Innovation in bionic limb technology is among the big amputee trends we’re tracking this year, and one of our go-to sources of information on this subject is Bionics for Everyone. This incredibly helpful website is sort of a cross between Wikipedia and Consumer Reports. You get a mix of educational articles that explain how the technology works, updates on the most active research frontiers, and product reviews that weigh the pros and cons of commercially available devices.
Bionics for Everyone unveiled two outstanding overview pieces last month, A Complete Guide to Bionic Arms & Hands and A Complete Guide to Bionic Legs & Feet. Check them out after you’ve read the “state of the industry” article below, submitted by site founder Wayne Williams.

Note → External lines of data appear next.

PR #301, opened 2019-01-18
monkeypatching hyrax, moving hacks

### LINKED ISSUE #298: BrowseEverything fails unexpectedly for S3
### Descriptive summary

S3 bucket has an image file in it, and the UI shows and allows to pick the image, but when it is tried to be imported by a background job it fails. Testing the S3 URL directly successfully fetched the image from S3.. so I'm not sure why "Error: Expired URL" is happening. Are these urls only single use?

See ticket #297 for the error that was attempting to be emailed (but email failed to send too).

revgum:
fixes #298 

Moves all local hacks to a more obvious location inside initializers


config/initializers/hacks/hyrax_create_with_remote_files_ordered_members_actor.rb
```diff
@@ -0,0 +1,28 @@
+# frozen_string_literal:true
+
+Hyrax::Actors::CreateWithRemoteFilesActor.class_eval do
```
CGillen: `Hyrax::Actors::CreateWithRemoteFilesOrderedMembersActor`

PR #311, opened 2019-01-25
Feature/media type controlled

straleyb:


config/initializers/hyrax.rb
```diff
@@ -112,10 +112,8 @@
 
   # Location autocomplete uses geonames to search for named regions
   # Username for connecting to geonames
-  # config.geonames_username = ''
+  config.geonames_username = 'etsdev'
 
-  # Should the acceptance of the licence agreement be active (checkbox), or
```
wickr: Were these 2 lines meant to be deleted? (117 and 118)

app/models/concerns/oregon_digital/generic_metadata.rb
```diff
@@ -6,7 +6,8 @@ module GenericMetadata
...
+    CONTROLLED = %w[format_label]
```
wickr: There's got to be a better way to specify this. `format_label` isn't a property like the others. The property itself has the `class_name` attribute, and there's also `self.controlled_properties` where format is included. Can one of those be used for the access later?

app/models/concerns/oregon_digital/generic_metadata.rb
```diff
@@ -574,12 +571,14 @@ module GenericMetadata
       end
 
       property :based_near, predicate: ::RDF::Vocab::FOAF.based_near, class_name: Hyrax::ControlledVocabularies::Location
+      property :format, predicate: ::RDF::Vocab::DC.format, class_name: OregonDigital::ControlledVocabularies::MediaType
```
wickr: Why was the `index.as` line removed from :format ?

lib/oregon_digital/controlled_vocabularies/media_type.rb
```diff
@@ -0,0 +1,14 @@
+module OregonDigital
+  module ControlledVocabularies
+    class MediaType < ActiveTriples::Resource
+      configure rdf_label: ::RDF::Vocab::DC.format
```
wickr: This isn't right. I'm not positive you even need to define `rdf_label` at all here, it's an ActiveTriples::Resource already. Plus you're defining the label as the predicate URI, which is circular.

lib/oregon_digital/feature_class_uri_to_label.rb
```diff
@@ -0,0 +1,19 @@
...
+
+module OregonDigital
+  # Translate feature class
+  class FeatureClassUriToLabel
+    def uri_to_label(uri)
+      { 'http://www.geonames.org/ontology#A' => 'Administrative Boundary',
+        'http://www.geonames.org/ontology#H' => 'Hydrographic',
+        'http://www.geonames.org/ontology#L' => 'Area',
+        'http://www.geonames.org/ontology#P' => 'Populated Place',
+       'http://www.geonames.org/ontology#R' => 'Road / Railroad',
```
wickr: Indent off starting here.

lib/oregon_digital/controlled_vocabularies/media_type.rb
straleyb: I did this because thats how location is done. https://github.com/samvera/hyrax/blob/5a9d1be16ee1a9150646384471992b03aab527a5/lib/hyrax/controlled_vocabularies/location.rb#L4 The RDF label I think is still able to be expressed as an ntriple which wants a predicate. But if thats not the case, then I can explore not configuring a specific predicate for an rdf_label for a specific controlled vocabulary

app/models/concerns/oregon_digital/generic_metadata.rb
straleyb: I removed it because I was following the way hyrax had done it previously. https://github.com/samvera/hyrax/blob/5a9d1be16ee1a9150646384471992b03aab527a5/app/models/concerns/hyrax/basic_metadata.rb#L29 I can try and add it back and see how it effects the system. I imagine it wont, so it should be cool.

app/models/concerns/oregon_digital/generic_metadata.rb
straleyb: This definitely wasn't the "Final solution" for this piece of code. This was to make it flow naturally through the rest of our code with minimal changes. But we should have a discussion about controlled vocabularies on the show page. Do we want them to be displayed as the search and external links? Do we want this to be different for each? We can add format_label to the properties which would be totally fine, but we need to decide how we would like to display these fields on the show page.

.rubocop_fixme.yml
```diff
@@ -20,6 +21,7 @@ Metrics/AbcSize:
     - 'lib/oregon_digital/triple_powered_properties/work_behavior.rb'
     - 'lib/tasks/oregon_digital/csv_ingest.rake'
     - 'spec/support/helpers/session_helpers.rb'
+    - 'lib/oregon_digital/controlled_vocabularies/extended_location.rb'
```
revgum: I think this should be addressed in the code instead of overridden and hidden

straleyb: I just put it here so I could work on getting tests ironed out. I didnt want a need to refactor to block me from getting tests passing. Ill make a note next time.

revgum: I'm curious if you're able to run these tests locally instead of testing by way of CircleCI? It should be a lot faster to run them locally..but I might not understand if there's a blocker preventing you from doing that?

straleyb: More like a not fully fleshed out development habit. From what I understand, to run the tests you have to bring docker down, spin it up in testing mode, run the tests, then to fire the app up, you have to switch back over right?

app/models/concerns/oregon_digital/generic_metadata.rb
```diff
@@ -6,7 +6,8 @@ module GenericMetadata
...
..._latitude gps_longitude has_finding_aid has_part has_version higher_classification hydrologic_unit_code identification_verification_status identifier illustrator inscription institution interviewee interviewer isPartOf is_version_of issued item_locator keyword language layout legal_name license local_collection_id local_collection_name location location_copyshelf_location longitude_latitude_identification lyricist material measurements military_branch military_highest_rank military_occupation military_service_location mode_of_issuance mods_note object_orientation oembed_url order original_name_usage owner patron photographer phylum_or_division physical_extent place_of_production primary_set print_maker provenance publication_place publisher ranger_district recipient relation replaces_url repository resource_type rights_holder rights_statement scientific_name_authorship scribe series_name series_number set source source_condition species specimen_type sports_team state_or_edition street_address style_or_period subject taxon_class technique temporal tgn transcriber translator tribal_classes tribal_notes tribal_terms tribal_title use_restrictions view_date water_basin workType].freeze
```
CGillen: date_created disappeared from this list.
This needs to be broken into multiple lines so we can diff it easier.

app/authorities/qa/authorities/format.rb
```diff
@@ -0,0 +1,30 @@
...
+    self.label = lambda do |item|
+      [item.first['http://www.w3.org/2000/01/rdf-schema#label'].first['@value']].compact.join(', ')
+    end
+
+    def search(q)
+      parse_authority_response(json(build_query_url(q)))
+    end
+
+    def build_query_url(q)
+      CGI.escape(q)
```
CGillen: CGI breaks for me, URI is fine

app/models/concerns/oregon_digital/generic_metadata.rb
```diff
@@ -6,7 +6,8 @@ module GenericMetadata
...
+    CONTROLLED = %w[format_label].freeze
```
CGillen: based_near_label?

app/authorities/qa/authorities/format.rb
CGillen: Better yet, allowing users to arbitrarily force us to hit any uri doesn't seem smart.
This should become:
```
query = CGI.escape(q)
"https://w3id.org/spar/mediatype/#{q}"
```
Then users only input `image/tiff` at the form and their autocomplete comes up, and we're guaranteed to hit the right vocab.

CGillen: CGI is still overbearing with escaping slashes. Also, QA doesn't automatically retrieve redirects. I had to solve the latter for some work with another vocab, so I'll push up my fix for that and will include something for slashes.

Issue #3706, opened 2026-08-05
Large collection downloads produce corrupt zip files


CGillen:
### Descriptive summary
@KevinJonesMeta found that collection downloads are not working correctly for at least https://staging.oregondigital.org/collections/daily-barometer, likely large collection in general though.

https://github.com/OregonDigital/OD2/issues/3690#issuecomment-5185066785

> For The Daily Barometer Collection https://staging.oregondigital.org/collections/daily-barometer:
    - Download button triggered download of zip folder
    -  Download finished; size 1.8 GB
    - When attempting to extract folder, zip was treated as empty (see image below)

### Expected behavior

1. Collection download button streams a zip file to the user
2. Finished zip file can be extracted
3. Contents of extraction is matching metadata, thumbnail images or other files, all open-able.

### Accessibility Concerns
N/A

CGillen:
Fixed by #3708

KevinJonesMeta:
QA Fail. I got the message below when I tried to unpack the new zip from the collection linked above on Staging.

<img width="957" height="664" alt="Image" src="https://github.com/user-attachments/assets/7e6dd5b3-5814-45d0-ae55-809b98c6caa7" />

CGillen:
Not fixed, reopening

straleyb:
This is actually a compound of multiple problems. When there is messed up data in the download, it will break it. The messed up data is a data cleanliness problem. 

A second was because the streaming service was trying to write derivatives that didnt exist. This is now fixed by #3718 

The third is LARGE file downloads dont work because of timeouts.

lamtu1:
Through research, looks like we are pulling all the `ActiveFedora` object into streaming and going through each one-by-one. The thing is we also needed Fedora for all the metadata stuff being created for the CSV file. With that, there was another method for stream in `ZipKit` called `write_stored_file` to help speed up some specific file for download but it is not a good method after testing because we need to know the size of the file before it stream so good safe and fast reliable one we use right now is the only way with `write_deflated_file` method.

briesenberg07:
per standup 2026-08-14, there are two distinct issues:

- 1️⃣  **data corruption**
- 2️⃣  **streaming**

QA details for only 1️⃣ **data corruption** -- I'm experiencing issues opening unzipped .tif files 

"Download Collection" from https://staging.oregondigital.org/collections/daily-barometer
- download w/ Chrome Version 151.0.7922.137 (Official Build) (x86_64)
[...]

PR #3708, opened 2026-08-06
Replace zip_tricks with zip_kit

CGillen:
This will update our zip library to the successor of zip_tricks.
Adds a little extra error checking to prevent zips from crashing downloads
Better support PDFs


straleyb (approved):

CGillen:
Fixed #3706

Issue #3690, opened 2026-07-14
Hyrax v5 Testing on Staging


shieldsb:
The primary concern is data integrity, we don't want adds/edits/saves/review/imports/exports overwriting or deleting good data. We also want to know if search/indexing/display/etc still works.

Some testing ideas (non-exhaustive):

- [x] Create a work
- [x] Edit a work
- [x] Version a fileset
- [x] Review a work
- [x] Create a collection
- [x] Edit a collection
- [x] Add work(s) to a collection
- [x] Embargo/Lease stuff
- [x] Examine all pages for load & content (even if it looks funky)
- [x] Facet a search
- [x] Use a facet from the facet modal
- [x] Try paging through pagers
- [x] Advanced search
- [x] Bulkrax importer
- [x] Bulkrax exporter
- [x] Open all the modals
- [x] Spotlight work/researcher - N/A
- [x] Other things you do on a frequent basis?
- [x] Expected behavior
- [x] The site is reliable and doesn't destroy our data.

Accessibility Concerns
Most of our edits are still there, but if you see anything flagrant, flag it.

petersec:
**Observations from one test object**

I created a test object via the form, and then edited and reviewed it - https://staging.oregondigital.org/concern/images/kh04dp82v

I received an email when I completed the creation of the object ("Mailboxer new message: Deposit needs review") and another when it went live ("Mailboxer new message: Deposit has been approved"). I'm guessing this is what is expected but wonder if we'll want to retain it.

Global search, Advanced Search (using the `Creator` field) and Search Within all worked as expected. 

All Download options worked as expected.

Most faceting appears to work as expected, though see below for issues related to `Work Type` and `Date`.

**Issues that I found:**

I was not able to assign the `Collection` that I wanted. I wanted to add it to `osu-historical-images` , which definitely exists in Staging, but the dropdown form on the Relationships page wouldn't find it. I didn't see any other way to add a collection via the form.

I also initially didn't think to set the item visibility to `Public` before reviewing. Once I realized I needed to take that extra step, I selected `Public` under Visibility and was taken to a page asking if I wanted to "Apply changes to contents?" I selected `Yes Please` and was met with a `404 Not Found` error. The requested action did go through, but as the user it was up to me to find the object in Staging and verify that the visibility had been changed. I've repeated this process twice - going from Public to Private and back to Public - and have encountered the same 404 error each time.

[...]

PR #3709, opened 2026-08-06
Fix indexer lookup for Valkyria => PCDM hack

CGillen:
Fixes https://github.com/OregonDigital/OD2/issues/3690#issuecomment-5207650553


straleyb:
Merging still because of Flakey Tests

PR #3721, opened 2026-08-14
Make sure Collection download doesn't pull from Fedora before stream starts

CGillen:
This should fix timeouts on collection downloads: https://github.com/OregonDigital/OD2/issues/3706#issuecomment-5285878348


straleyb (approved):

CGillen:
I'm forcing merge because the final broken tests are the flaky ones and I'm tired of waiting

PR #1269, opened 2025-02-28
Copy builders return this instance

### LINKED ISSUE #1250: Refactor `CopyBuilder`s to use `thisInstance` to return itself.
This is the behaviour we want:
Image

but there are many cases, where we have the following code:
Image

Therefore, all part should be adapted to be like the first example.

marvinheintze:
Resolves #1250 
 Replaced return this with return `thisInstance()` in CopyBuilders


staudtMarius:
@marvinheintze The following copy builders needs to be adapted as well:
- LoadInput
- MeasurementUnitInput
- NodeGraphicInput
- NodeInput
- OperatorInput
- PvInput
- StorageTypeInput
- SwitchInput
- ThermalHouseInput
- Transformer2WInput
- Transformer3WInput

Many thanks to Wayne for sharing this content.
As we head into 2021, we think that most of the electromechanical issues related to bionic limbs have been solved. It will be decades before they match the full nuance and dexterity of our natural limbs, if ever. But scientists and engineers now understand the mechanics of our feet, ankles, knees, hands, wrists, elbows, and shoulders sufficiently to replicate our core motions—say, about 90% of our overall mechanical capabilities. (You’ll notice I left the hips off that list.)
The real battle is being fought in the area of user control, and here the approaches are completely different in the upper-limb versus lower-limb categories. The challenge with upper limbs is to properly connect the brain to the device. But in lower limbs, the strategy has instead been to use localized sensors and microprocessors to address mobility issues independent of any connection to the brain.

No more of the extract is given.